- **Problem description**: In the data below, give the number of lines that contain the word "tested". Nothing else is needed.

--- Provided data Enclosed Below ---

PR #789, opened 2021-02-01
New tomcat manager path

AlessandroZ:
Hi, 

I found the manager html on another path last time so it could be useful to add it to nuclei. 

I didn't add it in "default-logins/apache/tomcat-manager-default.yaml". 
However, concerning default passwords, if you are interested, you could take a look to this project where I worked some times ago: https://github.com/ztgrace/changeme 

For example, tomcat default passwords here (https://github.com/projectdiscovery/nuclei-templates/blob/master/default-logins/apache/tomcat-manager-default.yaml) are not the good one, here it's a better list (https://github.com/ztgrace/changeme/blob/master/creds/http/general/apache_tomcat_host_manager.yml). You could find it, on some metasploit modules as well. 

Have a nice day.

### DIFF
--- a/exposed-panels/public-tomcat-manager.yaml
+++ b/exposed-panels/public-tomcat-manager.yaml
@@ -9,6 +9,7 @@ requests:
   - method: GET
     path:
       - '{{BaseURL}}/manager/html'
+      - '{{BaseURL}}/host-manager/html'
 
     matchers-condition: and
     matchers:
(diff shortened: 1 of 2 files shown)


bauthard:
Hi @AlessandroZ, 

Thank you for adding additional paths and resources, we will update few templates with more accurate data, https://github.com/ztgrace/changeme this looks really useful.

PR #799, opened 2021-02-02
Fixed typo in CVE-2020-12116 template

CS-Student118:
Found a typo in the CVE-2020-12116 YAML file. The endpoint was not surrounded by the § characters, therefore the value of the variable "endpoint" was not changing dynamically like it is supposed to.


ehsandeep:
Thank you @CS-Student118 for the fix.

PR #800, opened 2021-02-03
Added template CVE-2017-10271 for Weblogic and a workflow for it.

drset:
Added template CVE-2017-10271 for Weblogic. 
Added Weblogic workflow including all available templates.
The template was create using the POC available in [Vulhub](https://github.com/vulhub/vulhub/tree/fda47b97c7d2809660a4471539cd0e6dbf8fac8c/weblogic/CVE-2017-10271)
Both the template and the workflow were tested using the Docker image available in the Vulhub repo.

### DIFF
--- a/cves/2017/CVE-2017-10271.yaml
+++ b/cves/2017/CVE-2017-10271.yaml
@@ -1,0 +1,40 @@
+id: CVE-2017-10271
+
+info:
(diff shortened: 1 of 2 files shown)


bauthard:
Thank you for sharing this template @drset, I've updated the template to make it more simple and reduced to a single request.

PR #819, opened 2021-02-07
Added CVE-2021-26723 🔥

pikpikcu:


ehsandeep:
Thank you for the PR and for adopting the newly implemented tags @pikpikcu

PR #850, opened 2021-02-13
Keycloak Json file detection

oppsec:
Hello ProjectDiscovery Team.

A template to detect readable keycloak json file.

keycloak

Best regards,
oppsec.


oppsec:
I don't know why the check is not passing because I've tested the template and worked perfectly. (You can see on the screenshot)

ehsandeep:
It was an issue with another template, I've made the changes, thank you for adding a new template @oppsec

PR #857, opened 2021-02-14
added new signatures for URL Redirect

afaq1337:
Updated double quotes with single quotes against escaping, and added new signatures


afaq1337 (commented):
updated name

ehsandeep:
Thank you @afaq1337 for adding few more generic payloads.

PR #870, opened 2021-02-15
Update open-redirect.yaml

geeknik:
Seems a bit rude and / or presumptuous to add a production website like test.com to a template like this which will probably generate a ton of unexpected traffic for a company who might not be expecting it or be appreciative of it.


ehsandeep:
Thanks, @geeknik, you are right.

PR #873, opened 2021-02-16
Create CVE-2019-3403.yaml

Ganofins:


ehsandeep:
Hi @Ganofins, 

I've updated the matcher to make sure it only flags the vulnerable host, as looking for only 200 status code is generic for many web hosts, thank you for adding this template.

PR #881, opened 2021-02-17
Update CVE-2018-13380.yaml

vipinbihari:
now browsers automatically, encodes <, > characters.

### DIFF
--- a/cves/2018/CVE-2018-13380.yaml
+++ b/cves/2018/CVE-2018-13380.yaml
@@ -12,7 +12,7 @@ info:
 requests:
   - method: GET
     path:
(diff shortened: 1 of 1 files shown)


geeknik:
Except every public POC for this flaw contains un-encoded characters.

vipinbihari:
The exploit does not work with the encoded character, and now all the browsers are encoding the character.

geeknik:
So if the exploit doesn't work with encoded characters why are we shipping it? I'm confused.

vipinbihari:
Sometimes servers are behind reverse proxy, and these proxy might encode the url, before sending it to the backend server.

PR #884, opened 2021-02-17
Fixed typo in CVE-2020-26073 & made it's file name consistent with the rest of the vulnerabilities.

CS-Student118:
The file name had a "-" that was inconsistent with the hyphen in the other files. There was also a typo where the word "words" was used instead of "regex" under the matchers.


ehsandeep:
Thank you @CS-Student118

PR #885, opened 2021-02-17
CVE-2021-3110 Blind Sqli

jaimin4949:


jaimin4949:
yes, it's working.

cves/2021/CVE-2021-3110.yaml
```diff
@@ -0,0 +1,26 @@
...
+    matchers:
+      - type: word
+        words:
+          - "average_grade"
+          - "1 AND (SELECT 3875 FROM (SELECT(SLEEP(5)))xoOt)"
+        condition: and
+        part: body
+
+      - type: status
+        status:
```
toufik-airane, line 25:
```suggestion
      - "{{BaseURL}}/index.php?fc=module&module=productcomments&controller=CommentGrade&id_products[]=1%20AND%20(SELECT%203875%20FROM%20(SELECT(SLEEP(7)))xoOt)"

    matchers-condition: and
    matchers:
      - type: word
        words:
          - "average_grade"
        part: body
        
      - type: dsl
        dsl:
          - 'duration>=7'
```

--- End of Enclosed Provided data ---

- **Expected answer**: 2